— Work required —
Check every line below for the word "much" and copy each one that has it.

— Provided data —
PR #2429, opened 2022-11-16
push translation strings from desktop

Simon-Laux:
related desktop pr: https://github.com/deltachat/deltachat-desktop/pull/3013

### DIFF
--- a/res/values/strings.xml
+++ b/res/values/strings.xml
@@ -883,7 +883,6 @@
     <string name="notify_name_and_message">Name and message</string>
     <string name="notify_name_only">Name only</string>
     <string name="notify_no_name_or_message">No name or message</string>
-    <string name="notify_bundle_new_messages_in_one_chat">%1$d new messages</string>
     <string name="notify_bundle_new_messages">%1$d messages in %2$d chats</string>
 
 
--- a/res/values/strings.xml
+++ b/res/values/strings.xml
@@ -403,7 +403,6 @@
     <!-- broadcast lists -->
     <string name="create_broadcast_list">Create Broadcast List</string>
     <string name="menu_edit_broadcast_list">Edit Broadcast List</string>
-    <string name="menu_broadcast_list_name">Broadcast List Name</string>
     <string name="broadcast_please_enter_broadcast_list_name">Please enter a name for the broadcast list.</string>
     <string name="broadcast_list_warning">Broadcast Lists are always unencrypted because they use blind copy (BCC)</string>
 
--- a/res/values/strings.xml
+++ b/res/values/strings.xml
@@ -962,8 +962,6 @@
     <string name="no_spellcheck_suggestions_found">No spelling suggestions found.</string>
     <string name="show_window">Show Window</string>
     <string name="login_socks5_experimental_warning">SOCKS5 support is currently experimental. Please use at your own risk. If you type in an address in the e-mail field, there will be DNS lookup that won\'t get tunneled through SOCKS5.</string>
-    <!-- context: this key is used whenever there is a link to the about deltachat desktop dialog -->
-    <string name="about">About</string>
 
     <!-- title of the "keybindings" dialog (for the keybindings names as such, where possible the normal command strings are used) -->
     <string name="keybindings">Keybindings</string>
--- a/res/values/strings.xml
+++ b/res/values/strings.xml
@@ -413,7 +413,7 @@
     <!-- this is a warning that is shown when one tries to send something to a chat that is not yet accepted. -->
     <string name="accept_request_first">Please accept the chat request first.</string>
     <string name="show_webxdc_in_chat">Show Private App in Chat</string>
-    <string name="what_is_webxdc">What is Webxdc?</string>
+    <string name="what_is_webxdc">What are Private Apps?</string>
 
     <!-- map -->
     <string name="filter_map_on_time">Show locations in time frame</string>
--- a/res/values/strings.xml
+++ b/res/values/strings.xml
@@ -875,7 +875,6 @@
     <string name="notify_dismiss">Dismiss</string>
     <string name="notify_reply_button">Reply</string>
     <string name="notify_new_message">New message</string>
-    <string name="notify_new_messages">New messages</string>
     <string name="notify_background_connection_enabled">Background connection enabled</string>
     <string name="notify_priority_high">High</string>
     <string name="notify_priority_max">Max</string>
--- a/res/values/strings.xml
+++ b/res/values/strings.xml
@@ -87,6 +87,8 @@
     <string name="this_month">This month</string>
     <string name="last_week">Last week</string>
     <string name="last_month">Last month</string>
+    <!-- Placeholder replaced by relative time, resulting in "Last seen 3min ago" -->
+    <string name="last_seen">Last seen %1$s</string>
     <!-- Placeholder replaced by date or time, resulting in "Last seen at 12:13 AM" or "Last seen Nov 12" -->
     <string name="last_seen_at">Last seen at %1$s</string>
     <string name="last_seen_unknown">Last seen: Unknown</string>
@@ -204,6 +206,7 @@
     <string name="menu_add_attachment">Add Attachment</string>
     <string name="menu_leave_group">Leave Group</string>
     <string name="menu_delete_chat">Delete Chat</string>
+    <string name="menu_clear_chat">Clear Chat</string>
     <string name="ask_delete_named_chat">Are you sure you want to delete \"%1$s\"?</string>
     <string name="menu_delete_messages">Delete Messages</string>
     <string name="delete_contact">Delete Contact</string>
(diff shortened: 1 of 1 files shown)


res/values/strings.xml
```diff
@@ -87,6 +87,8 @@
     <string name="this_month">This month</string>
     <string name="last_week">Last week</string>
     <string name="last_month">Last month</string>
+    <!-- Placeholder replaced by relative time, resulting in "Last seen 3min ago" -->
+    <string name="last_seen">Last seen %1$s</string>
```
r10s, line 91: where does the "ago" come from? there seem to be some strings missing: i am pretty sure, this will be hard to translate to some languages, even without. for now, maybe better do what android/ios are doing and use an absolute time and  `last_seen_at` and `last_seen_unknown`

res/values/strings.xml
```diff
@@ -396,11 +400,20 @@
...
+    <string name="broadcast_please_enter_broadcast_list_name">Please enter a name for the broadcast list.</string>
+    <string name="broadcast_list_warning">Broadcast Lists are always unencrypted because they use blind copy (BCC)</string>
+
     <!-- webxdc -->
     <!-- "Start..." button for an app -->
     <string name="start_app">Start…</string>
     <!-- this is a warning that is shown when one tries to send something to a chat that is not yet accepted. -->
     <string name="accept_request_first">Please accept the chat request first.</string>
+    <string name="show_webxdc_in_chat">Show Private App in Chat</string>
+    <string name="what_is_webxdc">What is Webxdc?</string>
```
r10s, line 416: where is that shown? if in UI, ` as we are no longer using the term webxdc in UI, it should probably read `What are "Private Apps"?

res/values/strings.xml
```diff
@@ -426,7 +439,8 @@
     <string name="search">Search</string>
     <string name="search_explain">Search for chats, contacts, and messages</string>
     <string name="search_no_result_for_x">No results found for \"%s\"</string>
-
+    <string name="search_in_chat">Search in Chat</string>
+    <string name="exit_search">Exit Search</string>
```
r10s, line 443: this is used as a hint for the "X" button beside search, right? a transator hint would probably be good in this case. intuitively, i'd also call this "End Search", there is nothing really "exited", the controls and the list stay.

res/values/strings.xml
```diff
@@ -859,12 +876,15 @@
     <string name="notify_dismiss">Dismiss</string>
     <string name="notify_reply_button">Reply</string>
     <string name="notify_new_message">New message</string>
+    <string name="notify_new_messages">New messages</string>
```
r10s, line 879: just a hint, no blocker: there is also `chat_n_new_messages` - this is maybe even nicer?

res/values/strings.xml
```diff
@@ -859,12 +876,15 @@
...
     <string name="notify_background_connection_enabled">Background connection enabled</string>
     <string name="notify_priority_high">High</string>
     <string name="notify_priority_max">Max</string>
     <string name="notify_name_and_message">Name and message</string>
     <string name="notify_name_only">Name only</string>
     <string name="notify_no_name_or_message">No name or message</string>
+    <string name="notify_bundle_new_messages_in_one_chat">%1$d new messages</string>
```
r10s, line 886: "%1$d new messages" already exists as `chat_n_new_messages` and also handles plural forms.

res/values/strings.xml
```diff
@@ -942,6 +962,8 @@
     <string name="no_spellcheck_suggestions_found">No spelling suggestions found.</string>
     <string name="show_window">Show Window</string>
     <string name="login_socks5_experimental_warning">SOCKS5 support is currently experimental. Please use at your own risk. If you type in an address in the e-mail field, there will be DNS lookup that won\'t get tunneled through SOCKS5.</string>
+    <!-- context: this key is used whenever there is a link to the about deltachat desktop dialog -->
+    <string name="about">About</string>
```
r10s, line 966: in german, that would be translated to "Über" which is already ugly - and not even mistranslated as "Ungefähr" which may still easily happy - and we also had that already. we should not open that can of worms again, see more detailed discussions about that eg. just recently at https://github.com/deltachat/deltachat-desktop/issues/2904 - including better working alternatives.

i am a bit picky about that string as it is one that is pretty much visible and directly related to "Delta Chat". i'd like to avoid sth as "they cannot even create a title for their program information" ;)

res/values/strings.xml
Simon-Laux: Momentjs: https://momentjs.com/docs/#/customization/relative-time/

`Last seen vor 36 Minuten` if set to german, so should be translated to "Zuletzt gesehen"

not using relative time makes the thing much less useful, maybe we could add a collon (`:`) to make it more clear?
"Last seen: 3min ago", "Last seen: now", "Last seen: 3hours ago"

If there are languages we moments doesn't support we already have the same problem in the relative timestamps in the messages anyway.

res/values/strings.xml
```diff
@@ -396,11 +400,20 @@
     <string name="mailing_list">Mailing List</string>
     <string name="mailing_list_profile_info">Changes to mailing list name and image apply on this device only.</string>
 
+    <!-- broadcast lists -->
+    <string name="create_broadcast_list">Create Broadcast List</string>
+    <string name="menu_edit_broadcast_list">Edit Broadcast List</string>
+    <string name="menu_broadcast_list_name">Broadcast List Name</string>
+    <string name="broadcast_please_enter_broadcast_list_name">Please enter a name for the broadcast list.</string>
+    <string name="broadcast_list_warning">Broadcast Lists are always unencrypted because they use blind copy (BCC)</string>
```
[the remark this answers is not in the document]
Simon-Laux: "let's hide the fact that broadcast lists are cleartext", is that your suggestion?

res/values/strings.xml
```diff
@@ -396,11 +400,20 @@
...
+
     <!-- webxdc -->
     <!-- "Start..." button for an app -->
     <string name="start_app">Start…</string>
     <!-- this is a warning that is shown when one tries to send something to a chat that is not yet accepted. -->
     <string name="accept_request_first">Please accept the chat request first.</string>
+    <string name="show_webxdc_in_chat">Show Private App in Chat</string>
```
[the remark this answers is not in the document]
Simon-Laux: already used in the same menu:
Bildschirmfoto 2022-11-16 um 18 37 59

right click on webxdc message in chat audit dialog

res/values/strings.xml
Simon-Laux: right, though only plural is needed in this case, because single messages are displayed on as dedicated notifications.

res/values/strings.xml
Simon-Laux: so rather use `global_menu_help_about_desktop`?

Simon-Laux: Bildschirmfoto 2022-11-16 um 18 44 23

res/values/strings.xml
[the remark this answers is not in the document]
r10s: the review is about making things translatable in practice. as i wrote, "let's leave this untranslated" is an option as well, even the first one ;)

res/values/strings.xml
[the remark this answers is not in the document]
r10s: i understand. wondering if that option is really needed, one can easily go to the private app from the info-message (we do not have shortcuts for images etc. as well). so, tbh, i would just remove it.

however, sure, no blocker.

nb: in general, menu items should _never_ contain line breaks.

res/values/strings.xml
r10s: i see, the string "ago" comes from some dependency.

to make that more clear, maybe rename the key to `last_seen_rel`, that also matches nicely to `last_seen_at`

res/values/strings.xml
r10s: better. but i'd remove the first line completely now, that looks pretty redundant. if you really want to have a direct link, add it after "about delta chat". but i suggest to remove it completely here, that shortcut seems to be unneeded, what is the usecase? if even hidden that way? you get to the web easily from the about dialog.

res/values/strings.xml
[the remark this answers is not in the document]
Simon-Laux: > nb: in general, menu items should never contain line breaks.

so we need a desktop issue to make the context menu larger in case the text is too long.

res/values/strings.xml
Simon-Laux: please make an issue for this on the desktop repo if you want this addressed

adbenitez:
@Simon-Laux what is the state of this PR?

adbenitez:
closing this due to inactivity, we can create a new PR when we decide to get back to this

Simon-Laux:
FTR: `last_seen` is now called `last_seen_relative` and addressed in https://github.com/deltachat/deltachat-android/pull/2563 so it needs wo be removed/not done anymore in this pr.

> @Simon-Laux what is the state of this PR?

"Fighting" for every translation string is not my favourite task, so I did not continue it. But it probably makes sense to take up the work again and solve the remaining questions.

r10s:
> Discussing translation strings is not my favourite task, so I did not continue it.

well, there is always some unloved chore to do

— Response for this exercise —
i am a bit picky about that string as it is one that is pretty much visible and directly related to "Delta Chat". i'd like to avoid sth as "they cannot even create a title for their program information" ;)
not using relative time makes the thing much less useful, maybe we could add a collon (`:`) to make it more clear?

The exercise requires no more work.